▶ [ASSIGNMENT]
Write out exactly the lines below that run from the line containing "I really hate" through the last line of the records.

▶ [WORKING DATA]

============

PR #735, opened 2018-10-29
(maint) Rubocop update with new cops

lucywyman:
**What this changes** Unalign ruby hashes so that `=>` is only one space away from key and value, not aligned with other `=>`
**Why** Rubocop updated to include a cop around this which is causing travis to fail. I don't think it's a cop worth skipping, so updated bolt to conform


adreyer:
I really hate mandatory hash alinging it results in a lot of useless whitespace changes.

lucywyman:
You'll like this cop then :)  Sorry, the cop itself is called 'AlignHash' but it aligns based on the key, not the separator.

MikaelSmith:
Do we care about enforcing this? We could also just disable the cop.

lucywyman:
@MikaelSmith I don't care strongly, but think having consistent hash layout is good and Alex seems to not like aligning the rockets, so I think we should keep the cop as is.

============

▶ [RESULT BELOW]
I really hate mandatory hash alinging it results in a lot of useless whitespace changes.

lucywyman:
You'll like this cop then :)  Sorry, the cop itself is called 'AlignHash' but it aligns based on the key, not the separator.

MikaelSmith:
Do we care about enforcing this? We could also just disable the cop.

lucywyman:
@MikaelSmith I don't care strongly, but think having consistent hash layout is good and Alex seems to not like aligning the rockets, so I think we should keep the cop as is.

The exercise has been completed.